Но он не смог. Рука не поднялась нарушить этот триумф небытия.

– Великая вещь, – выдохнул Геннадий, чувствуя, как его привычный мир рушится. – Никакой пошлятины с этими вашими смыслами. Просто… белое.

Он аккуратно сложил листы обратно, чувствуя себя странно опустошенным и в то же время возбужденным этой интеллектуальной бездной. Он ушел, оставив рукопись на скамейке, и всю дорогу до дома его мучило ощущение, что он только что соприкоснулся с чем-то настолько чистым, что за это полагается как минимум три года расстрела.

Аркадий Павлович, наблюдавший за этой сценой из-за кустов, довольно прикрыл глаза. Читатель был не просто удовлетворен – он был уничтожен.

*

На следующее утро в «Вестнике Культурного Вакуума» вышла колонка ведущего критика Эдуарда Самолюбова. Текст назывался «Белизна как высший предел глагольности».

«Вчера на скамье городского парка мною был обнаружен Текст, который ставит окончательный крест на вульгарной привычке литературы сообщать нечто читателю», – писал Эдуард, потирая воспаленные от эстетического восторга веки.

«Автор, чье имя слишком сакрально, чтобы быть напечатанным, совершил акт предельного литературного эксгибиционизма: он обнажил саму структуру бумаги. Отсутствие букв в этой рукописи – это не пустота. Это густая, почти неприличная концентрация смыслов, которые настолько велики, что побоялись воплотиться в грязные формы слов. Каждая пустая страница – это метафора неосуществленного желания. Это роман-аскет, роман-монах, который дразнит нас своей недоступностью. Это ли не истинное сладострастие духа? Когда сюжет не входит в тебя грубо и предсказуемо, а оставляет в состоянии вечной, мучительной прелюдии, не заканчивающейся ничем, кроме глубокого экзистенциального вздоха».

Критик закончил статью утверждением, что любая попытка прочесть эту книгу – это изнасилование замысла, и призвал правительство запретить использование алфавита в художественных целях как признак «жанровой проституции».

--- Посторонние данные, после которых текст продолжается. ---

PR #105, opened 2026-07-22
set niceness rather than prio

bartoszmodelski:
Fifo is footguny: on one hand we can starve others, on the other os by default reserves some % of time to non-fifo tasks so we may occasionally get starved as well. Let's instead just set the niceness to max and isolate the cores well.


crates/flux-utils/src/thread.rs
```diff
@@ -65,10 +41,22 @@ pub fn get_tid() -> i64 {
     0
 }
 
-pub fn thread_boot(core: Option<usize>, prio: ThreadPriority) {
+pub fn thread_boot(core: Option<usize>, niceness: Option<i32>) {
```
gd-0: contain niceness in the emum we had before

crates/flux-utils/src/thread.rs
```diff
@@ -65,10 +41,22 @@ pub fn get_tid() -> i64 {
...
+mod tests {
+    use super::*;
+
+    #[cfg(target_os = "linux")]
+    #[test]
+    #[should_panic(expected = "thread niceness must be between -20 and 19")]
+    fn rejects_invalid_niceness() {
+        validate_thread_niceness(20);
+    }
 }
```
gd-0: bs llm test :D

gd-0 (changes requested):

crates/flux-utils/src/thread.rs
bartoszmodelski: actually makes even more sense now since num is inversely proportional to the priority - amended

gd-0 (approved):

PR #122, opened 2026-08-12
feat(network): export FRAME_HEADER_SIZE and write_frame_header

Sham-BahamasTrading:
gattaca-com/builder#2872 produces flux-framed TCP broadcasts from the RPC's serialisation ring, which `TcpConnector` cannot consume (multi-producer, and the same ring also feeds the legacy byte-stream port). It currently restates the 12-byte `[u32 len LE][u64 send_ts LE]` header locally; review asked for it to come from flux instead.

This makes `FRAME_HEADER_SIZE` and `write_frame_header` public and re-exports them from `tcp`. No behaviour change.

Branched off `ce40087` (the rev builder currently pins) so builder can bump straight to this commit without pulling anything else in.

🤖 Generated with [Claude Code](https://claude.com/claude-code)

### DIFF
--- a/crates/flux-network/src/tcp/mod.rs
+++ b/crates/flux-network/src/tcp/mod.rs
@@ -2,4 +2,4 @@ mod connector;
 mod stream;
 
 pub use connector::{PollEvent, SendBehavior, TcpConnector};
-pub use stream::{ConnState, TcpStream, TcpTelemetry};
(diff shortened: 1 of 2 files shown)


Sham-BahamasTrading:
Closing — the plan changed to a full-flux send side in gattaca-com/builder#2872 (orders go through `TcpConnector::write_or_enqueue_with`, which frames internally), so nothing external needs the header writer after all.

Аркадий Павлович читал это, сидя в кофейне, и чувствовал, как по его интеллектуальному позвоночнику пробегает дрожь абсолютной власти. Он достиг апогея. Он был автором самого продаваемого романа, которого не существовало.

*

Аркадий Павлович стоял перед зеркалом, застегивая верхнюю пуговицу сорочки. Рецензия Самолюбова лежала на комоде, как использованный билет в рай. Город за окном бурлил, задыхаясь в тисках смыслов, новостей и пошлых причинно-следственных связей, но в его квартире царила тишина абсолютного вакуума.

Он взял в руки перо – то самое, которое еще вчера дрожало от близости к Великому Ничто. Теперь оно казалось ему тяжелым, как могильная плита.

– Все сказано, – прошептал он своему отражению, и его голос прозвучал как шелест чистой страницы. – Даже молчание, облеченное в бумагу, становится формой обладания. А истинный гений не должен обладать. Он должен отсутствовать.

Он понял, что даже пустые листы были слишком… материальными. Слишком осязаемыми. В них все еще таилась пошлейшая надежда на то, что их кто-то найдет.